# whats wrong with this approaches?

1) In a population of men, the probability that a man’s left eye is of brown colour is p, and the probability that a man’s right eye colour is brown is also p. Therefore the probability that a man has at least one eye of brown colour is: Pr(left eye brown or right eye brown) = Pr(left eye brown) + P(right eye brown) = 2p.

To be eligible for a certain type of manual work in the petroleum industry, a male must be above both a certain minimum height and a certain minimum weight. The separate probabilities that these are satisfied are ph (for height) and pw (for weight). Therefore for a man selected at random, the probability that he meets both criteria for the job is: Pr( Meets height and weight criteria) = Pr(Meets height criterion) x Pr(Meets weight criterion) = ph x pw

Suppose a student guesses the answers to three true/false questions. Whether the guess for any question is correct is independent of the guess for any other question being correct, and the probability of any guess being correct is 1=2. Overall, there are four possibilities for the number of questions the student guesses correctly, namely the student may guess 0; 1; 2; or 3 answers correctly. Therefore, because all four of these possibilities are equally likely, the probability that the student guesses all three questions correctly is 1=4.

First Approach: You are counting the case where someone has two brown eyes twice.
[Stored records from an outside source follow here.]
PR #149, opened 2020-03-24
deb: use non-interactive, and no-install-recommends

thaJeztah:
The devscripts package on newer Ubuntu/Debian versions adds a HUGE
amount of new dependencies. Unfortunately we need this package as
it's the only package that provides `mk-build-deps`, but we don't
have to install all recommended packages:

On Ubuntu 20.04, without `--no-install-recommends`:

    4 upgraded, 334 newly installed, 0 to remove and 4 not upgraded.
    Need to get 100 MB of archives.
    After this operation, 445 MB of additional disk space will be used.

And with `--no-install-recommends`;

    0 upgraded, 104 newly installed, 0 to remove and 8 not upgraded.
    Need to get 25.0 MB of archives.
    After this operation, 119 MB of additional disk space will be used.

This patch also sets `DEBIAN_FRONTEND=noninteractive`, to prevent build
hanging if a package (such as `tzdata`) waits for user input otherwise.

The second commit updates handling of apt package cache; This patch removes the apt-cache after installing packages, and refreshes (`apt-get update`) before installing dependencies using `mk-build-deps` to prevent using a possibly stale index when dependencies in the control file change.

### DIFF
--- a/dockerfiles/deb.dockerfile
+++ b/dockerfiles/deb.dockerfile
@@ -42,7 +42,14 @@ RUN cat /etc/os-release
 ARG DEBIAN_FRONTEND=noninteractive
 
 # Install some pre-reqs
-RUN apt-get update && apt-get install -y --no-install-recommends curl devscripts equivs git lsb-release
+RUN apt-get update && apt-get install -y --no-install-recommends \
+    curl \
+    devscripts \
+    equivs \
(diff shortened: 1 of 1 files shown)


thaJeztah:
bringing this one in 👍

PR #150, opened 2020-03-24
deb: add missing format version

thaJeztah:
dpkg-source: warning: no source format specified in debian/source/format, see dpkg-source(1)
    dpkg-source: warning: source directory 'containerd' is not <sourcepackage>-<upstreamversion> 'containerd.io-1.2.13'
    dpkg-source: info: using source format '1.0'


thaJeztah:
FWIW: I looked into using the recommended `3.0 (native)` or `3.0 (quilt)` formats (https://manpages.debian.org/testing/dpkg-dev/dpkg-source.1.en.html), but those require quite some changes to our packaging. We currently don't publish source packages, so for now probably not worth spending too much time on.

I think this principle is called Inclusion-Exclusion. You should have $2p-p^2$.

Second Approach: The height and weight of someone aren't mutually exclusive. If they were, your approach would be perfectly fine.

Third Approach: Getting one question right is not the same as getting all three questions right. The probability that you get all questions right is $({\frac1 2})^3=\frac1 8$. The probability that you get two questions right is $\frac3 8$.

1. Incomplete formula. $P(\text{A or B}) = P(A) + P(B) - P(\text{A and B}).$ I've never met a person who had $2$ different colored eyes. I think it is a reasonable simplification to say that given that a person has a brown left eye, they also have a brown right eye. Since $P(A \text{ and } B) = P(A) * P(B \text{ given A)}.$ I would say $P(\text{ A and B }) = P(A).$In other words, I think you should get $'p'$ as your answer rather than $'2p'$
2. Variables height and weight aren't independent of each other. Tall people tend to weigh more than short people. I need to know the probability that he meets the weight requirement after we know he met the height requirement.
3. Let $X$ be the random variable of how many answers he gets right out of those $3.$ It isn't a uniform random variable.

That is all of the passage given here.